Running the Application

After installing the dependencies, you can start the Flask server with:

poetry run python main.py

The server will launch on http://0.0.0.0:81.

Project Structure

MindGraph is organized into several key components:

  • main.py: The entry point to the application.
  • app/__init__.py: Sets up the Flask app and integrates the blueprints.
  • models.py: Manages the in-memory graph data structure for entities and relationships.
  • views.py: Hosts the API route definitions.
  • integration_manager.py: Handles the dynamic registration and management of integration functions.
  • signals.py: Sets up signals for creating, updating, and deleting entities.

Integration System

MindGraph employs a sophisticated integration system designed to extend the application's base functionality dynamically. At the core of this system is integration_manager.py, which acts as a registry and executor for various integration functions. This modular architecture allows MindGraph to incorporate AI-powered features seamlessly, such as processing natural language inputs into structured knowledge graphs through integrations like natural_input.py. Further integrations, including add_multiple_conditional, conditional_entity_addition, and conditional_relationship_addition, work in tandem to ensure the integrity and enhancement of the application's data model.

Features

Entity Management: Entities are stored in an in-memory graph for quick access and manipulation, allowing CRUD operations on people, organizations, and their interrelations.

Integration Triggers: Custom integration functions can be triggered via HTTP requests, enabling the CRM to interact with external systems or run additional processing.

Search Capabilities: Entities and their relationships can be easily searched with custom query parameters.

AI Readiness: Designed with AI integrations in mind, facilitating the incorporation of intelligent data processing and decision-making.

API Endpoints

MindGraph provides a series of RESTful endpoints:

  • POST /<entity_type>: Create an entity.
  • GET /<entity_type>/<int:entity_id>: Retrieve an entity.
  • GET /<entity_type>: List all entities of a type.
  • PUT /<entity_type>/<int:entity_id>: Update an entity.
  • DELETE /<entity_type>/<int:entity_id>: Remove an entity.
  • POST /relationship: Establish a new relationship.
  • GET /search/entities/<entity_type>: Search for entities.
  • GET /search/relationships: Find relationships.

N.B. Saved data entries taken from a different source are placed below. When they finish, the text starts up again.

PR #1063, opened 2024-08-02
Add an ocean smoother class

### LINKED ISSUE #1060: create an ocean smoother wrapper
## Description

create a wrapper around `oops::Diffusion` that we can use to smooth arbitrary fields. The wrapper should initialize diffusion with either
1) an existing file with scales, such as the file created by the `saber::Diffusion` calibration,
2) or via a yaml with our usual parameters: rossby radius, grid size, mixed layer depth, etc. 

The smoothing will be used by 
1) The soon-to-be-refactored parametric background error block
2) the Jacobians in the soon-to-be-refactored balance block
3) whatever else @guillaumevernieres said he wanted to smooth, I forgot

(I actually have this almost done already, just putting an issue in now as a heads up)

travissluka:
## Description
- closes #1060

Creates a class that provides a quick setup for using `oops::Diffusion` to smooth any of our fields by our usual correlation lengths (Rossby radius and min grid multiplier in the horizontal, and constant / mixed-layer-depth-based vertical)

The default parameters have been set to provide something reasonable, you can use them with the following yaml:

```yaml
horizontal: {}
vertical: {}
```

If you only want horizontal smoothing, for example, remove `vertical: {}` from the yaml.

For a full list of the yaml parameters available, see `OceanSmoother::Parameters` in the header file.

## Testing

jedi-ci-test-select=intel

A ctest has been added that creates a random increment, applies the smoothing, and saves the result, checking that the values are reasonable (e.g. smoothing all ones results in all ones)

Also, I have tested with the 1/4 deg grid and it seems reasonable (note that the intensity is lower in the Southern hemisphere because the MLD is larger there)
image

And looking at a cross-section along the tropical Pacific, the increment (bottom) is spread within the mixed layer (top)  correctly
image

This will be tested more rigorously when I use it with the refactored background error stddev and balance Jacobians.


guillaumevernieres (approved):

kbhargava (approved):

travissluka:
Oops, looks like I have a divide by zero somewhere, thanks Intel compiler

Custom Integration Endpoint

  • POST /trigger-integration/<integration_name>: Activates a predefined integration function.

Frontend Overview

MindGraph's frontend features a lightweight interactive, web-based interface that facilitates dynamic visualization and management of the graph-based data model. While MindGraph is meant to be used as an API, the front-end was helpful for demo purposes. It leverages HTML, CSS, JavaScript, Cytoscape.js for graph visualization, and jQuery for handling AJAX requests.

Features

  • Graph Visualization: Uses Cytoscape.js for interactive graph rendering.
  • Dynamic Data Interaction: Supports real-time data fetching, addition, and graph updating without page reloads.
  • Search and Highlight: Allows users to search for nodes, highlighting and listing matches. Search form is being double used for natural language queries right now, which doesn't really make sense, but was a quick way to showcase functionality. (This is meant to be used as an API, front-end is for demo purpose)
  • Data Submission Forms: Includes forms for natural language, URL inputs, and CSV file uploads.
  • Responsive Design: Adapts to various devices and screen sizes.

Workflow

  1. Initialization: On page load, initializes the graph with styles and layout.
  2. User Interaction: Through the interface, users can:
    • Search for nodes, with results highlighted in the graph and listed in a sidebar.
    • Add data using a form that supports various input methods.
    • Refresh the graph to reflect the latest backend data.
  3. Data Processing: User inputs are sent to the backend, processed, and integrated, with the frontend graph visualization updated accordingly.

Schema-driven Knowledge Graph Creation

MindGraph utilizes a schema.json file to define the structure and relationships of entities within its knowledge graph. This schema acts as a blueprint for interpreting and structuring natural language inputs into a coherent graph format. It details the types of nodes (e.g., Person, Organization, Concept) and the possible relationships between them, ensuring that the generated knowledge graph adheres to a consistent format. This approach allows for automated, AI-driven processing of natural language inputs to generate structured data that reflects the complex interrelations inherent in the input text.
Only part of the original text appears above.